1. Method for reconditioning ammonium nitrate-containing radioactive filtrates which are aqueous solutions containing NH.sub.4, NO.sub.3, CO.sub.3 and U and may also contain Pu, which comprises maintaining an electrolysis cell having an anode chamber and a cathode chamber and ammonium nitrate solution as electrolyte, decomposing water to oxygen and hydrogen in the electrolysis cell and also reducing nitrogen oxide in the cell with the hydrogen to produce NH.sub.3, maintaining a boiling ammonium nitrate solution in the cathode chamber of the electrolysis cell, feeding said radioactive filtrate into the cathode chamber wherein this filtrate is brought to the boiling temperature with the assistance of the joulean heat of the electrolysis current, releasing gaseous CO.sub.2 and NH.sub.3 together with steam from the boiling ammonium nitrate solution in the cathode chamber, separately releasing oxygen from the anode chamber, converting soluble uranium compounds and plutonium if present in the ammonium nitrate solution to a precipitate containing uranium and plutonium if present suspended in the ammonium nitrate solution, recirculating said ammonium nitrate solution containing suspended precipitate through filter means to separate the precipitate, and also electrically precipitating dissolved uranium at the cathode.

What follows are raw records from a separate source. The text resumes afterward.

PR #2365, opened 2019-03-21
add yarn max allocation per heatbeat

### LINKED ISSUE #2364: Resource manager get stuck
**Organization Name**:
Microsoft

RM get stuck, can't respond to any request.

**How to reproduce it**:
Not sure

**OpenPAI Environment**: 
- OpenPAI version: 0.10, but it may be always there.

These is a similar issue: https://issues.apache.org/jira/browse/YARN-8513?page=com.atlassian.jira.plugin.system.issuetabpanels%3Aall-tabpanel
And this is the workaround: https://issues.apache.org/jira/browse/YARN-8896

mzmssg:
adapt this patch to 2.9.0 to fix #2364 : https://issues.apache.org/jira/browse/YARN-8896


mzmssg:
@fanyangCS 
Can't reproduce, but our scheduler get stuck in the same loop, so this workaround should work.

src/hadoop-ai/build/build.sh
```diff
@@ -32,6 +32,8 @@ git checkout branch-2.9.0
 git apply /hadoop-2.9.0.gpu-port.patch
 git apply /HDFS-13773.patch
 git apply /docker-executor.patch
+# to avoid potential endless loop, refer to https://issues.apache.org/jira/browse/YARN-8513?page=com.atlassian.jira.plugin.system.issuetabpanels%3Aall-tabpanel
+git apply /12944563.patch
```
yqwang-ms: why not use the orignal Patch name, i.e. YARN-8896.patch

mzmssg: It's not 2.9 patch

2. Method according to claim 1, wherein the electric cell voltage is controlled so that the heat dissipation of the electrolysis current caused thereby brings about the evaporation of a volume of liquid which is approximately equal to that of the fed-in filtrate.

3. Method according to claims 1 or 2, wherein copper is added to the ammonium nitrate solution in the electrolysis cell.

4. Method according to claim 1, wherein the anode and cathode are immersed in the ammonium nitrate solution in the cell to less than about one-half its depth to provide a reservoir of ammonium nitrate solution in the lower portion of the cell which in the event of accidental failure of filtrate feed will only reach a safe limit of about double concentration of ammonium nitrate in solution.

5. Method according to claim 1, wherein the filtrate feed is preheated before introduction into the cathode chamber.

6. Method according to claim 5, wherein the filtrate feed is preheated by passing it in indirect heat exchange with the ammonium nitrate solution in the cell.

7. Method according to claim 1, wherein only the ammonium nitrate solution in the cathode chamber is in the boiling state by having the anode with a current density in the anode chamber less than the current density of the cathode in the cathode chamber.

8. Method according to claim 1, wherein dissolved plutonium is also electrically precipitated at the cathode.